▶ [Work instruction]
Needed from the entries below: every line that holds the word "https".

---- Source data

PR #330, opened 2022-07-05
Explainer for Render Blocking Status

abinpaul1:


caribouW3:
> @caribouW3 - Abin is working on Render Blocking signal in Resource Timing. Can we add him as an Invited Expert?

No objection from my perspective. (https://www.w3.org/groups/wg/webperf/instructions)

Explainers/Render_Blocking_Status.md
```diff
@@ -0,0 +1,159 @@
+# Render Blocking Status
+
+Proposal to add a new field `render blocking status` to PerformanceResourceTiming which is an [enum](https://webidl.spec.whatwg.org/#idl-enums)  highlighting the status of stylesheets and scripts.
+
+## Use cases
+
+RUM providers could then easily determine the render blocking resources without having to rely on complex heurestics to determine the same.
+This would enable analysis for below scenaarios and possibly more.
```
tunetheweb, line 8: Nit:

```suggestion
This would enable analysis for below scenarios and possibly more.
```

Explainers/Render_Blocking_Status.md
```diff
@@ -0,0 +1,159 @@
...
+
+## Render Blocking Status Values
+
+The following values are proposed for the resource blocking status enum
+
+`blocking` - A potentially render blocking resource
+
+`non-blocking` - Non blocking resource
+
+We primarily reuse the value of the [render blocking](https://fetch.spec.whatwg.org/#request-render-blocking) boolean associated with fetch [request](https://fetch.spec.whatwg.org/#concept-request)
```
tunetheweb, line 49:
```suggestion
We primarily reuse the value of the [render-blocking](https://fetch.spec.whatwg.org/#request-render-blocking) boolean associated with fetch [request](https://fetch.spec.whatwg.org/#concept-request)
```

Also the [HTML spec](https://html.spec.whatwg.org/#render-blocking-mechanism) uses "render-blocking" rather than "render blocking", even when not explicitly referring to the `render-blocking` boolean, which seems more correct to me. Should we use that format throughout this doc (which would also avoid errors like this when actually refer to the boolean)?

And, if so, possibly rename the file too to `Render-blocking_Status.md` - or would that mix of dashes and underscores just be confusing?

tunetheweb (changes requested):

Explainers/Render_Blocking_Status.md
abinpaul1: Thanks. I've made the changes everywhere in the doc. It does make sense to allign with the existing terminology in the spec. 

I also think now I should update it in the spec PR (https://github.com/w3c/resource-timing/pull/327) as well, so that that is also in line with the existing terminology. WDYT?

> And, if so, possibly rename the file too to Render-blocking_Status.md - or would that mix of dashes and underscores just be confusing?

This explainer in my repo was linked to various places, so if I change the name those links might become inaccessible. I'll rename it in a follow up PR after this lands?

tunetheweb: Thanks for that. Updating the spec PR similarly seems sensible to me.

tunetheweb (approved):

PR #331, opened 2022-07-06
Fix the assertion in setup the resource timing entry.

jeremyroman:
#272 (a4628756a5337343ae1d9deef915198c2b6a3121) added a third option, `"validated"`, but the assertion was not updated. Consequently anything served from cache after revalidation currently fails this assertion, but should not.


yoavweiss (approved):
LGTM! Thanks for catching that! :)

--------

▶ [Response for this exercise]
No objection from my perspective. (https://www.w3.org/groups/wg/webperf/instructions)
+Proposal to add a new field `render blocking status` to PerformanceResourceTiming which is an [enum](https://webidl.spec.whatwg.org/#idl-enums)  highlighting the status of stylesheets and scripts.
+We primarily reuse the value of the [render blocking](https://fetch.spec.whatwg.org/#request-render-blocking) boolean associated with fetch [request](https://fetch.spec.whatwg.org/#concept-request)
We primarily reuse the value of the [render-blocking](https://fetch.spec.whatwg.org/#request-render-blocking) boolean associated with fetch [request](https://fetch.spec.whatwg.org/#concept-request)
Also the [HTML spec](https://html.spec.whatwg.org/#render-blocking-mechanism) uses "render-blocking" rather than "render blocking", even when not explicitly referring to the `render-blocking` boolean, which seems more correct to me. Should we use that format throughout this doc (which would also avoid errors like this when actually refer to the boolean)?
I also think now I should update it in the spec PR (https://github.com/w3c/resource-timing/pull/327) as well, so that that is also in line with the existing terminology. WDYT?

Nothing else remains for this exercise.